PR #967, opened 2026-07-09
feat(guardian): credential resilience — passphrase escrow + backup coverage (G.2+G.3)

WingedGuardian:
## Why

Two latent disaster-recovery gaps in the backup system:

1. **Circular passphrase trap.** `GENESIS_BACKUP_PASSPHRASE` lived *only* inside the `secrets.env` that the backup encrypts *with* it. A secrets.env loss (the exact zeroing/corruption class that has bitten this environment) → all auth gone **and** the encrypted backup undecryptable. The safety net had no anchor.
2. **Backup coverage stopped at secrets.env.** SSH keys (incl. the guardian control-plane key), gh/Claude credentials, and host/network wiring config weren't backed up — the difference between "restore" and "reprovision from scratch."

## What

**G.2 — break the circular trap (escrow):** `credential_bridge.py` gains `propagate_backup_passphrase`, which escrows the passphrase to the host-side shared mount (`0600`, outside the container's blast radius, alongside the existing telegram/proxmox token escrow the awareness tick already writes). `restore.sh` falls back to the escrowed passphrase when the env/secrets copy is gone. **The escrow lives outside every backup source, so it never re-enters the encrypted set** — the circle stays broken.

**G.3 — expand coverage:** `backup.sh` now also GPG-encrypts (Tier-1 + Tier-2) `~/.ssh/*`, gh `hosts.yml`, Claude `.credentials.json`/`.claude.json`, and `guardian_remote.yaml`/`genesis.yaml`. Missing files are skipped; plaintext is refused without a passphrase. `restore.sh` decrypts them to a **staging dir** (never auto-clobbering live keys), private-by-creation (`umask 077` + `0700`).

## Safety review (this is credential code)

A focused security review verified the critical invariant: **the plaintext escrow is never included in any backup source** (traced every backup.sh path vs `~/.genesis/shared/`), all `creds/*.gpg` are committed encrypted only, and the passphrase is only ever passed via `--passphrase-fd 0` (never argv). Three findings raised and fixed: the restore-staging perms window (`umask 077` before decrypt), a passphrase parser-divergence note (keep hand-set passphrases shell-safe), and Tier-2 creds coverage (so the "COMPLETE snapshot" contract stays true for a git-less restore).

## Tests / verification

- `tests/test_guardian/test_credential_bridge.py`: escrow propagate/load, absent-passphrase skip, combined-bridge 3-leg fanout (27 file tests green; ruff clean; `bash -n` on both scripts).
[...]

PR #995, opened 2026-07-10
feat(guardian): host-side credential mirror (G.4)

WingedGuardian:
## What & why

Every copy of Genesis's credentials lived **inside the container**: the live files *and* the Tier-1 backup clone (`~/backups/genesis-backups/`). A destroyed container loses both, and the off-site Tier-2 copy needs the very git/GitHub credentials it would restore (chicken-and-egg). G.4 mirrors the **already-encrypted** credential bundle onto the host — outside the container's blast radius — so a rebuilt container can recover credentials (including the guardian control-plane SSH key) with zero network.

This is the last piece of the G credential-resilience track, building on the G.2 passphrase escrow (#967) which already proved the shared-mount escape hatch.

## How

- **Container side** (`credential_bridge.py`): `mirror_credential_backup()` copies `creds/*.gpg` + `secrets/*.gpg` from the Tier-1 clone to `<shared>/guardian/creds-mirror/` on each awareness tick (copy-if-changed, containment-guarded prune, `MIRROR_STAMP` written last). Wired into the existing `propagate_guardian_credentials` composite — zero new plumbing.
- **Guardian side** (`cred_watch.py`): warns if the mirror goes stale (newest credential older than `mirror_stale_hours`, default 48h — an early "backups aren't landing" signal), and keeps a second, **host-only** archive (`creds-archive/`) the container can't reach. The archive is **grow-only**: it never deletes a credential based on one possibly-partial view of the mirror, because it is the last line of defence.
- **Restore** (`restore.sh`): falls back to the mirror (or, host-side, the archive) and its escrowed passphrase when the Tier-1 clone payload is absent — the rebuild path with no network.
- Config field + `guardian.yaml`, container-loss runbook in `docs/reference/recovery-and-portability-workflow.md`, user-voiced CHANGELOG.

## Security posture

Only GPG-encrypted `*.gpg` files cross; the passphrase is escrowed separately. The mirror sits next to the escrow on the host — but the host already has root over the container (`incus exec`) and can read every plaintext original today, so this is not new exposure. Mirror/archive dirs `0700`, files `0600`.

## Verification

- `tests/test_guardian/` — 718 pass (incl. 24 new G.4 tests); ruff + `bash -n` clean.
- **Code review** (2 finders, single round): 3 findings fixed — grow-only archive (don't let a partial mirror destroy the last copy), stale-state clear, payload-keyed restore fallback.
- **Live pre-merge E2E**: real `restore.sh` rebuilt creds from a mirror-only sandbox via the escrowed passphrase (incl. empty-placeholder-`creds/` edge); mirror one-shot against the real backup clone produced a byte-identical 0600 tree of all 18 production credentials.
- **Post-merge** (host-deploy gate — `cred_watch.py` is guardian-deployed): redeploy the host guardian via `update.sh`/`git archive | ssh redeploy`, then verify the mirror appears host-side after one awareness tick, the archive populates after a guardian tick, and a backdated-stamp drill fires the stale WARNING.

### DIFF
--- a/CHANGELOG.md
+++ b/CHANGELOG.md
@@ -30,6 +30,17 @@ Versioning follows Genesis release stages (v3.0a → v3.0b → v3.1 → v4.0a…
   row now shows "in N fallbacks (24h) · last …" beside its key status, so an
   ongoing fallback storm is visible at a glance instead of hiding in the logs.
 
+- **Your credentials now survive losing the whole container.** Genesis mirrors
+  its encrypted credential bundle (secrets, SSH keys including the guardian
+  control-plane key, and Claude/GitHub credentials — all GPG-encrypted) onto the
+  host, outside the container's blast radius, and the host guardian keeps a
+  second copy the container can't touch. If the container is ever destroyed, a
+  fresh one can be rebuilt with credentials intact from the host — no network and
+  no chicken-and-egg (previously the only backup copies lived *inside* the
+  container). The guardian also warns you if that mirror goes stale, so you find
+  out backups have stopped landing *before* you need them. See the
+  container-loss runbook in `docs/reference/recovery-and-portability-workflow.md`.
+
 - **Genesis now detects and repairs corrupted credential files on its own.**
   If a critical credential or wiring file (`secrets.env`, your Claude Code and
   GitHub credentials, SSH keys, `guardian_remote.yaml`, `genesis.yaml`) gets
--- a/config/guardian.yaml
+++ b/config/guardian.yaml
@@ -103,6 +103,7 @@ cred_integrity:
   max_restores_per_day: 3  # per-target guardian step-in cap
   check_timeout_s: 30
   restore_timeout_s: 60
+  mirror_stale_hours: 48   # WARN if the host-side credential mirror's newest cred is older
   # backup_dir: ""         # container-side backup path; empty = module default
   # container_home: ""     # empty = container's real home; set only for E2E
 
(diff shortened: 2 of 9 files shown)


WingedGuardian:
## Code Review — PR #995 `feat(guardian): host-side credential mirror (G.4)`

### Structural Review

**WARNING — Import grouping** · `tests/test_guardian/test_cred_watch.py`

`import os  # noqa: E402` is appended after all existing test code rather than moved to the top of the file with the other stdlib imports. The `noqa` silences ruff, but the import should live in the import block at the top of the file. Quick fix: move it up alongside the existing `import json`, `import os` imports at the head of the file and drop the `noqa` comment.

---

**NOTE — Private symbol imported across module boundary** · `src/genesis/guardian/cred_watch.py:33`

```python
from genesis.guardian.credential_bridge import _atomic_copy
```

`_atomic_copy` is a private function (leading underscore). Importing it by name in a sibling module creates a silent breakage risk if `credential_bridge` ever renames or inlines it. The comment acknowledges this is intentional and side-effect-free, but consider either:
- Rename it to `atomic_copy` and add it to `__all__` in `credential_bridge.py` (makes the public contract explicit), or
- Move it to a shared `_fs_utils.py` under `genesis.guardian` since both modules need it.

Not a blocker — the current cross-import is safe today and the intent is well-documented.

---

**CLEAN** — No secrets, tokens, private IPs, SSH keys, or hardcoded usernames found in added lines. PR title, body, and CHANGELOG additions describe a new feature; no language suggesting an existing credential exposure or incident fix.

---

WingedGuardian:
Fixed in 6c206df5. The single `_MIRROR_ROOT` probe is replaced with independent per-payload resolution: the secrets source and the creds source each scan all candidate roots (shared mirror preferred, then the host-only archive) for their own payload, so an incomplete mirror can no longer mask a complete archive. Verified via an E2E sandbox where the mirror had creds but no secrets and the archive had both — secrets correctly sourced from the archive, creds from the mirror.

> _The problem_:
Across the lines of the material above, tally those holding the word "real" and state the number by itself.

> _Response area_:
2